■ **Activity**
When you print the records, keep every line identical to the original.

(Collected data entries)
Start of Block
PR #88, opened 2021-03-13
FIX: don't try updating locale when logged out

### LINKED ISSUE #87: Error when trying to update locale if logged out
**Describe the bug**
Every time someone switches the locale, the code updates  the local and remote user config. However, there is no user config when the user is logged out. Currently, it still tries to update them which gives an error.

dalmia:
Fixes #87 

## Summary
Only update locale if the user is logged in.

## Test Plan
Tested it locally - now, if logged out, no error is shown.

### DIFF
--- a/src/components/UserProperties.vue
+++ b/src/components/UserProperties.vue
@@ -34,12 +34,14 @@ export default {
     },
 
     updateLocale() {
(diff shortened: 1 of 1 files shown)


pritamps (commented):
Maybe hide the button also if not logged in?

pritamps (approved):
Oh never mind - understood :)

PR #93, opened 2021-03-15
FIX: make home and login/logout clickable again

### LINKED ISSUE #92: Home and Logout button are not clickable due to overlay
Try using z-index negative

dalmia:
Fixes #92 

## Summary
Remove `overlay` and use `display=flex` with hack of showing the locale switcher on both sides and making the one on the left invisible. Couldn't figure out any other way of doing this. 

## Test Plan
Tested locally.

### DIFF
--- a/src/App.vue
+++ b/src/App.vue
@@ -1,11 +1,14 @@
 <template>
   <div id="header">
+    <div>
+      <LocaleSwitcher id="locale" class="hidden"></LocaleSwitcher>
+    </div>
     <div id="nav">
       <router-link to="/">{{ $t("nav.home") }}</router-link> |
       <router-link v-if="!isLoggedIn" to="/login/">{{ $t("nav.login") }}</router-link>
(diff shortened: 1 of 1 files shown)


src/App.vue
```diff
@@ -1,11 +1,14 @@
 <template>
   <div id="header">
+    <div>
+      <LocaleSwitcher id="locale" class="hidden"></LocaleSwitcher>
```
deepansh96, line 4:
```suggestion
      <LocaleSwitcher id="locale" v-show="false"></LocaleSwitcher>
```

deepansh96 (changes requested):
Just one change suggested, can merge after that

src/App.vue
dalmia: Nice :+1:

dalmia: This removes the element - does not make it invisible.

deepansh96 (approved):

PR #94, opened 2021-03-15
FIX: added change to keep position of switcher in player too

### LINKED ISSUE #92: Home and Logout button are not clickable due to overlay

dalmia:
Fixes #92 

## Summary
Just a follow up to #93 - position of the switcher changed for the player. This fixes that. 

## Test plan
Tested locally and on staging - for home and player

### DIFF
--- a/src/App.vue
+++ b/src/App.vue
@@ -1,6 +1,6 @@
End of Block
■ **Answer space**
PR #88, opened 2021-03-13
FIX: don't try updating locale when logged out

### LINKED ISSUE #87: Error when trying to update locale if logged out
**Describe the bug**
Every time someone switches the locale, the code updates  the local and remote user config. However, there is no user config when the user is logged out. Currently, it still tries to update them which gives an error.

dalmia:
Fixes #87 

## Summary
Only update locale if the user is logged in.

## Test Plan
Tested it locally - now, if logged out, no error is shown.

### DIFF
--- a/src/components/UserProperties.vue
+++ b/src/components/UserProperties.vue
@@ -34,12 +34,14 @@ export default {
     },
 
     updateLocale() {
(diff shortened: 1 of 1 files shown)


pritamps (commented):
Maybe hide the button also if not logged in?

pritamps (approved):
Oh never mind - understood :)

PR #93, opened 2021-03-15
FIX: make home and login/logout clickable again

### LINKED ISSUE #92: Home and Logout button are not clickable due to overlay
Try using z-index negative

dalmia:
Fixes #92 

## Summary
Remove `overlay` and use `display=flex` with hack of showing the locale switcher on both sides and making the one on the left invisible. Couldn't figure out any other way of doing this. 

## Test Plan
Tested locally.

### DIFF
--- a/src/App.vue
+++ b/src/App.vue
@@ -1,11 +1,14 @@
 <template>
   <div id="header">
+    <div>
+      <LocaleSwitcher id="locale" class="hidden"></LocaleSwitcher>
+    </div>
     <div id="nav">
       <router-link to="/">{{ $t("nav.home") }}</router-link> |
       <router-link v-if="!isLoggedIn" to="/login/">{{ $t("nav.login") }}</router-link>
(diff shortened: 1 of 1 files shown)


src/App.vue
```diff
@@ -1,11 +1,14 @@
 <template>
   <div id="header">
+    <div>
+      <LocaleSwitcher id="locale" class="hidden"></LocaleSwitcher>
```
deepansh96, line 4:
```suggestion
      <LocaleSwitcher id="locale" v-show="false"></LocaleSwitcher>
```

deepansh96 (changes requested):
Just one change suggested, can merge after that

src/App.vue
dalmia: Nice :+1:

dalmia: This removes the element - does not make it invisible.

deepansh96 (approved):

PR #94, opened 2021-03-15
FIX: added change to keep position of switcher in player too

### LINKED ISSUE #92: Home and Logout button are not clickable due to overlay

dalmia:
Fixes #92 

## Summary
Just a follow up to #93 - position of the switcher changed for the player. This fixes that. 

## Test plan
Tested locally and on staging - for home and player

### DIFF
--- a/src/App.vue
+++ b/src/App.vue
@@ -1,6 +1,6 @@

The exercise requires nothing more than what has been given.